I’m still in the earliest stages of this rewrite, but I have some test images! Each of the following images was rendered out to somewhere around 25000 samples per pixel (a lot!), at about 5/6 samples per pixel per second. I let the renders run without a hard ending point and terminated them after I walked away for a while and came back, hence the inexact but enormous samples per pixel counts. Each scene was lit with my standard studio-styled lighting setup and in addition to the showcased model, uses a smooth backdrop that consists of about 10000 triangles.

Approximately 100000 face Stanford Dragon:

Approximately 150000 face Deloreon model:

Approximately 250000 face Lamborghini Aventador model:

Short-stack KD-Tree Traversal

In my last post, I talked about implementing history flag based kd-tree traversal. While the history flag based stackless traverse worked perfectly fine in terms of traversing the tree and finding the nearest intersection, I discovered over the past week that its performance is… less than thrilling. Unfortunately, the history flag system results in a huge amount of redundant node visits, since the entire system is state based and therefore necessarily needs to visit every node in a branch of the tree both to move down and up the branch.

So instead, I decided to try out a short-stack based approach. My initial concern with short-stack based approaches was the daunting memory requirements that keeping a short stack for a few hundred threads, however, I realized that realistically, a short stack never needs to be any larger than the maximum depth of the kd-tree being traversed. Since I haven’t yet had a need to test a tree with a depth beyond 100, the memory usage required for keeping short stacks is reasonably predictable and manageable; as a precaution, however, I’ve also decided to allow for the system to fall back to a stackless traverse in the case that a tree’s depth causes short stack memory usage to become unreasonable.

The actual short-stack traverse I’m using is a fairly standard while-while traverse based on the 2008 Kun Zhou realtime kd-tree paper and the 2007 Daniel Horn GPU kd-tree paper. I’ve added one small addition though: in addition to keeping a short stack for traversing the kd-tree, I’ve also added an optional second short stack that tracks the last N intersection test objects. The reason for keeping this second short stack is that kd-trees allow for objects to be split across multiple nodes; by tracking which objects we have already encountered, we can safely detect and skip objects that have already been tested. The object tracking short stack is meant to be rather small (say, no more than 10 to 15 objects at a time), and simply loops back and overwrites the oldest values in the stack when it overflows.

The new while-while traversal is significantly faster than the history flag approach, to the order of a 10x or better performance increase in some cases.

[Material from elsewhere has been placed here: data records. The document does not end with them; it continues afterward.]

PR #133, opened 2016-07-28
(READY TO MERGE) Fix #131: Expanded ServiceProvider Javadoc

### LINKED ISSUE #131: Javadoc the thread safety guarantees expected from ServiceProvider implementers
The thread safety guarantees expected from the implementer of `ServiceProvider` interface need to be javadoc'ed. Especially for the _getService()_ method.

jd0-sag:
-this includes an expanded description of threading concerns, when/why certain methods are called, and what a "consumerID" is

NOTE:  This should be harmless to merge but we want to coordinate rebases with outstanding pull requests before we know the order.

### DIFF
--- a/entity-server-api/src/main/java/org/terracotta/entity/ServiceProvider.java
+++ b/entity-server-api/src/main/java/org/terracotta/entity/ServiceProvider.java
@@ -22,46 +22,79 @@ import java.util.Collection;
 
 
 /**
- * Service Provider which are provided at the platform level.  A service provider is responsible for instantiating the
- * services to interact with its underlying implementation in response to platform requests.  While the services are
- * generally used by entities, they are also used by the platform, itself.
+ * A service provider is responsible for instantiating the services to interact with its underlying implementation in response
+ *  to platform requests.  While the services are generally used by entities, they are also used by the platform, itself.
+ * 
+ * It is possible for a given ServiceProvider implementation to expose multiple different service types, as returned by
+ *  {@link #getProvidedServiceTypes()}.  When an entity requests a service instance, the ServiceConfiguration it provides is
+ *  used to determine which ServiceProvider instances to check.
+ * NOTE:  Currently, it is a failure for more than one ServiceProvider to produce a service instance for the same
+ *  ServiceConfiguration.  It is considered a fatal server misconfiguration due to the ambiguity.
+ * 
+ * Note that there are no threading restrictions on how the methods in this interface will be called.  This means that any
+ *  implementation which has shared state must ensure that it can manage this state in a thread safe way (subject to whatever
+ *  thread safety its own state requires).
  */
 public interface ServiceProvider {
+  /**
+   * PLATFORM_CONSUMER_ID is the consumerID used by the platform, itself, when it wants to interact with services.  Normal
+   *  entity instances use positive consumerID values.
+   */
+  public final long PLATFORM_CONSUMER_ID = 0; 
 
   /**
-   * The platform configuration based on which the Service provider can choose to initialize itself.
-   *
-   * @param configuration platform configuration
-   * @return true if provider has successfully been initialized with the provided configuration
+   * The platform configuration based on which the receiver can choose to initialize itself.
+   * This is called once on each provider instance, at server start-up time, before any other methods have been called on the
+   *  instance.
+   * Note that it is possible for there to be multiple instances of the same ServiceProvider if the server had multiple
+   *  configuration stanzas handled by the same ServiceProvider class.  As the entities requesting services do not have direct
+   *  access to the set of initialized ServiceProviders, they do not require special accounting for this possibility.  The
+   *  entities can still only select a ServiceProvider via a matching ServiceConfiguration passed to
+   *  {@link #getService(long, ServiceConfiguration<T>)}.
+   * 
+   * @param configuration The configuration for this ServiceProvider instance.
+   * @return True if provider has successfully been initialized with the provided configuration, false if this instance
+   *  shouldn't be registered for the given configuration (it will be discarded).
    */
   boolean initialize(ServiceProviderConfiguration configuration);
 
   /**
-   * Get an instance of service from the provider.
-   *
-   * @param consumerID The unique ID used to name-space the returned service
-   * @param configuration Service configuration which is to be used
-   * @return service instance
+   * Get an instance of a service from the provider.
+   * Note that this method can be called any number of times, over the life of a ServiceProvider instance, potentially
+   *  concurrently or multiple times for the same consumerID.  If the implementation wishes to intern, or otherwise track,
+   *  the instances it returns, it will need to ensure its approach is robust against concurrent calls.
+   * Note that the consumerID is a unique number for each entity instance which is used to effectively name-space the service
+   *  instances under the entities.  An entity instance will have the same consumerID for its entire life (including after
+   *  restart or fail-over).  The value is always non-negative.
+   * The receiver is expected to return null if it is not able to create a service with the given ServiceConfiguration.
+   * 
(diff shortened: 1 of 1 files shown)


entity-server-api/src/main/java/org/terracotta/entity/ServiceProvider.java
```diff
@@ -22,46 +22,62 @@
...
-
   /**
-   * The platform configuration based on which the Service provider can choose to initialize itself.
-   *
-   * @param configuration platform configuration
-   * @return true if provider has successfully been initialized with the provided configuration
+   * The platform configuration based on which the receiver can choose to initialize itself.
+   * This is called once on each provider instance, at server start-up time, before any other methods have been called on the
+   *  instance.
+   * Note that it is possible for there to be multiple instances of the same ServiceProvider if the server had multiple
```
ljacomet: What happens if that is the case? How do users of `ServiceRegistry` choose the one they need?

entity-server-api/src/main/java/org/terracotta/entity/ServiceProvider.java
```diff
@@ -22,46 +22,62 @@
...
-   * Get an instance of service from the provider.
-   *
-   * @param consumerID The unique ID used to name-space the returned service
-   * @param configuration Service configuration which is to be used
-   * @return service instance
+   * Get an instance of a service from the provider.
+   * Note that this method can be called any number of times, over the life of a ServiceProvider instance, potentially
+   *  concurrently or multiple times for the same consumerID.  If the implementation wishes to intern, or otherwise track,
+   *  the instances it returns, it will need to ensure its approach is robust against concurrent calls.
+   * Note that the consumerID is a unique number for each entity instance (consumerID 0 represents the platform, itself) which
```
ljacomet: Could we have a constant reference there instead of a magic number?
Is there any rule on the sign of that consumerID?

entity-server-api/src/main/java/org/terracotta/entity/ServiceProvider.java
```diff
@@ -22,46 +22,62 @@
...
-   *
-   * Generally platform calls this method during platform initialization so there won't be any entities using
-   * underlying services but ServiceProviders need to make sure that no entities (with the exception of platform whose consumerID is 0) using underlying services
-   *
-   * If there are any failures when clearing state, this method should inform Platform by throwing {@link ServiceProviderCleanupException}
+   * Clears up state for this ServiceProvider including any persisted state.
+   * This is called, by the platform, when it wishes to explicitly clear the server's state (both in-memory and persistent).
+   * Generally, the platform calls this method during platform initialization so there won't be any entities using the
+   *  underlying service instances.  In a more concrete sense, no services instances created before this call are considered
+   *  valid after the call, except for those created for consumerID 0 (which is the platform-internal consumer).
```
ljacomet: Wait, does that mean that clear should not clear state linked to `consumerID 0`?

entity-server-api/src/main/java/org/terracotta/entity/ServiceProvider.java
myronkscott: Based on the ServiceConfiguration that is passed in by the entity when asking for a service.  Each ServiceProvider will be asked if it can satisfy the ServiceConfiguration.  For example, a Service implementor can use a naming scheme and pass a unique name with the ServiceConfiguration.

jd0-sag: I will add a note that the multiple instances aren't directly visible to the calling entity (since they don't directly access the providers).

entity-server-api/src/main/java/org/terracotta/entity/ServiceProvider.java
jd0-sag: Good call.  I wasn't sure if this is the right place for it but it probably is (and we can move it later, if need be).

I will also add a note that all consumerID values are non-negative.

entity-server-api/src/main/java/org/terracotta/entity/ServiceProvider.java
jd0-sag: This confuses me, as well.  It probably makes more sense to remove this special case, say that all state should be cleared, and then ensure that that the implementation will re-request the service instance if it ever needs it (since calling a bizarre implementation detail a bug is preferable to making it a special-case in the API).

jd0-sag:
I updated in response to these suggestions.  Let me know what else should be considered.  Otherwise, we can figure out how to coordinate this with the other PR.

entity-server-api/src/main/java/org/terracotta/entity/ServiceProvider.java
```diff
@@ -22,46 +22,69 @@
...
+ *  to platform requests.  While the services are generally used by entities, they are also used by the platform, itself.
+ * 
+ * Note that there are no threading restrictions on how the methods in this interface will be called.  This means that any
+ *  implementation which has shared state must ensure that it can manage this state in a thread safe way (subject to whatever
+ *  thread safety its own state requires).
  */
 public interface ServiceProvider {
+  /**
+   * PLATFORM_CONSUMER_ID is the consumerID used by the platform, itself, when it wants to interact with services.  Normal
+   *  entity instances use positive consumeID values.
```
ljacomet: typo: consumerID
Will also look better if wrapped inside `{@code }` javadoc instruction

entity-server-api/src/main/java/org/terracotta/entity/ServiceProvider.java
```diff
@@ -22,46 +22,69 @@
...
-   * The platform configuration based on which the Service provider can choose to initialize itself.
-   *
-   * @param configuration platform configuration
-   * @return true if provider has successfully been initialized with the provided configuration
+   * The platform configuration based on which the receiver can choose to initialize itself.
+   * This is called once on each provider instance, at server start-up time, before any other methods have been called on the
+   *  instance.
+   * Note that it is possible for there to be multiple instances of the same ServiceProvider if the server had multiple
+   *  configuration stanzas handled by the same ServiceProvider class.  As the entities requesting services do not have direct
+   *  access to the set of initialized ServiceProviders, they do not require special accounting for this possibility.
```
ljacomet: I also find this comment on the `initialize` method to be a bit weird. Since that is lifecycle handled outside of this method and others here, this should move to class level javadoc. And there you could also explain how different `ServiceProvider` will be invoked one after another in case a specific one cannot provide its service because the `ServiceConfiguration` does not match.

entity-server-api/src/main/java/org/terracotta/entity/ServiceProvider.java
```diff
@@ -22,46 +22,69 @@
...
+   *  concurrently or multiple times for the same consumerID.  If the implementation wishes to intern, or otherwise track,
+   *  the instances it returns, it will need to ensure its approach is robust against concurrent calls.
+   * Note that the consumerID is a unique number for each entity instance which is used to effectively name-space the service
+   *  instances under the entities.  An entity instance will have the same consumerID for its entire life (including after
+   *  restart or fail-over).  The value is always non-negative.
+   * 
+   * @param consumerID The unique, non-negative, ID used to name-space the returned service for a specific consuming entity
+   *  (or the platform).
+   * @param configuration Service configuration which is to be used.
+   * @return The service instance (which may be either new or a cached/interned instance for this consumerID).
```
ljacomet: What do you return if a specific instance cannot provide the service and another instance should be providing it instead?

ljacomet:
Added another set of comments around lifecycle and multiple `ServiceProvider` instances of the same type.

As for the link with the other PR, I would suggest merging both PR and making sure the next terracotta-core version embarks both set of changes. If that is deemed as too big at once, then indeed some priority decision will need to happen.

Issue #135, opened 2016-08-10
Serializability of the data passed to IMonitoringProducer must be defined


jd0-sag:
Currently, `IMonitoringProducer` accepts data in the form of `Object` instances.  This works fine for objects which never leave the address space of the JVM.  However, this limits how the data can be used.  Specifically, it prevents the platform from being able to investigate ways of passing this data between servers on the same stripe, which will likely be required for effective monitoring of passive server state and entities.

Here are 3 suggestions for how to address this, to get the conversation started:

1. Change the value type from `Object` to `Serializable`.  This is simple but does fix the serialization approach which may appear sub-optimal to some use-cases.
1. Change the value type from `Object` to `byte[]`.  This maximizes the freedom of the serialization approach but pushing this burden into the services and entities does make their implementation quite cumbersome.
1. Require that a codec is passed into the monitoring service when it is looked up (as part of its `ServiceConfiguration`).  This works well on the encoding side but not so well on the decoding side where it isn't clear which codec would be used (although it may be possible to assume they are the same, between servers, for a given consumer ID).

jd0-sag:
@mathieucarbou @anthonydahanne @myronkscott @ramsai1729: Let me know what you think.

mathieucarbou:
I would be in favor of 1. As we discussed, this seems to be the easier one and then the platform would be responsible for the serialization, the way it wants to do it.

anthonydahanne:
I also like 1 for its simplicity.
As a voltron user, 2 does not sound appealing :-)
if 3 was chosen I'm pretty sure we would use a VoltronProxy-like layer to handle and keep in sync the codecs across nodes

jd0-sag:
For the most part, this change to Serializable is relatively straight-forward.  The exception to this appears to be in `PlatformClientFetchedEntity` since there is a `ClientDescriptor` as part of it.

My current thinking is to make this a `transient` instance variable for 2 reasons:

1. This is somewhat similar to the idea of a file descriptor in that deserializing it doesn't mean that you can use it in any meaningful or safe way
1. The only reason why we are likely to serialize this object (and this **MUST** be documented in the class) is if we are passing information from the passive back to the active and `PlatformClientFetchedEntity` instances aren't created on the passive (meaning that this is well-defined way of limiting the scope of what is probably a moot point)

PR #136, opened 2016-08-16
Fix #134: Added IMonitoringProducer.pushBestEffortsData

### LINKED ISSUE #134: Add a best-efforts "event push" method to IMonitoringProducer
The methods in `IMonitoringProducer` are effective when it comes to communicating opaque data in a "high-fidelity" way:  an implementation of the interface can keep the data set to a well-defined size even as events mutate it, due to the tree structure.

We need a way to communicate "low-fidelity" data, though.  This includes things like statistics or frequent state notifications which we would like to communicate but can be safely dropped without any impact on correctness.

The suggested interface is:
`
public void pushBestEffortsData(String[] path, Object data);
`

The underlying implementation is free to drop these messages in the cases where they are arriving more quickly than they can be consumed by some underlying process.  The implementation decides both how much data it will try to hold, before dropping, as well as the dropping strategy ("oldest", "most similar", or "most recent", for example).

jd0-sag:
-this provides a mechanism for a proder of monitoring data to rapidly send this data through a lower-overhead, less reliable channel
-the definition of the reliability of this mechanism is left up to the implementation

NOTE:  The implementation of #135 will be made in a different PR since it has an impact on some internal types which will require a little more testing.  It will likely end up being posted before the next release is cut, though.

### DIFF
--- a/standard-cluster-services/src/main/java/org/terracotta/monitoring/IMonitoringProducer.java
+++ b/standard-cluster-services/src/main/java/org/terracotta/monitoring/IMonitoringProducer.java
@@ -28,4 +28,19 @@ public interface IMonitoringProducer {
    * @return True if the node was removed.  False if it or a parent couldn't be found.
    */
   public boolean removeNode(String[] parents, String name);
+
+  /**
+   * Makes a best-efforts attempt to push named data to the interface.  This method differs from the add/remove node methods in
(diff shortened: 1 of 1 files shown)


mathieucarbou:
Good to me!
@jd0-sag , @myronkscott : can I merge ?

In order to validate that the entire kd traversal system works, I did a quick and dirty port of the old Rev 2 pathtracing integrator to run on top of the new Rev 3 framework. The following test images contain about 20000 faces and objects, and clocked in at about 6 samples per pixel per second with a tree depth of 15. Each image was rendered to 1024 samples per pixel:

I also attempted to render these images without any kd-tree acceleration as a control. Without kd-tree acceleration, each sample per pixel took upwards of 5 seconds, and I wound up terminating the renders before they got even close to completion.

The use of my old Rev 2 pathtracing core is purely temporary, however. The next task I’ll be tackling is a total rewrite of the entire pathtracing system and associated lighting and brdf evaluation systems. Previously, this systems have basically been monolithic blocks of code, but with this rewrite, I want to create a more modular, robust system that can recycle as much code as possible between GPU and CPU implementations, the GL debugger, and eventually other integration methods, such as photon mapping.